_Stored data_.
****************************************

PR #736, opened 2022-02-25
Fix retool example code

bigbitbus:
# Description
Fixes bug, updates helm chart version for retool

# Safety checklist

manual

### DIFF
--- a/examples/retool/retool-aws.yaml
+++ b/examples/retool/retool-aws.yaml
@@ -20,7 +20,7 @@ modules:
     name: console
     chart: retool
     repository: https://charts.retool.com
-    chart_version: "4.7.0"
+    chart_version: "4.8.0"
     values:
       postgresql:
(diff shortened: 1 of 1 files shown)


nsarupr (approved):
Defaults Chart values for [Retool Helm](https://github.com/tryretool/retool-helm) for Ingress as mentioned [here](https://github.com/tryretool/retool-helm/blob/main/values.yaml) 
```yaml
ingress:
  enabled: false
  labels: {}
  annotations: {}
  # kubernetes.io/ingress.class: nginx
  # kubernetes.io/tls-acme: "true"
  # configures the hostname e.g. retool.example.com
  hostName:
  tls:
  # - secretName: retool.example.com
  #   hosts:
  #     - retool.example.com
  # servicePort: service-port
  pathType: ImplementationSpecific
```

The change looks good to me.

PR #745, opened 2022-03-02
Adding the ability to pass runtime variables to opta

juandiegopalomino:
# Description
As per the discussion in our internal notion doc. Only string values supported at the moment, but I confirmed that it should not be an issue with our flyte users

****************************************

_WHAT TO WORK ON_.
Copy all records verbatim.

_OUTPUT BELOW_.
PR #736, opened 2022-02-25
Fix retool example code

bigbitbus:
# Description
Fixes bug, updates helm chart version for retool

# Safety checklist

manual

### DIFF
--- a/examples/retool/retool-aws.yaml
+++ b/examples/retool/retool-aws.yaml
@@ -20,7 +20,7 @@ modules:
     name: console
     chart: retool
     repository: https://charts.retool.com
-    chart_version: "4.7.0"
+    chart_version: "4.8.0"
     values:
       postgresql:
(diff shortened: 1 of 1 files shown)


nsarupr (approved):
Defaults Chart values for [Retool Helm](https://github.com/tryretool/retool-helm) for Ingress as mentioned [here](https://github.com/tryretool/retool-helm/blob/main/values.yaml) 
```yaml
ingress:
  enabled: false
  labels: {}
  annotations: {}
  # kubernetes.io/ingress.class: nginx
  # kubernetes.io/tls-acme: "true"
  # configures the hostname e.g. retool.example.com
  hostName:
  tls:
  # - secretName: retool.example.com
  #   hosts:
  #     - retool.example.com
  # servicePort: service-port
  pathType: ImplementationSpecific
```

The change looks good to me.

PR #745, opened 2022-03-02
Adding the ability to pass runtime variables to opta

juandiegopalomino:
# Description
As per the discussion in our internal notion doc. Only string values supported at the moment, but I confirmed that it should not be an issue with our flyte users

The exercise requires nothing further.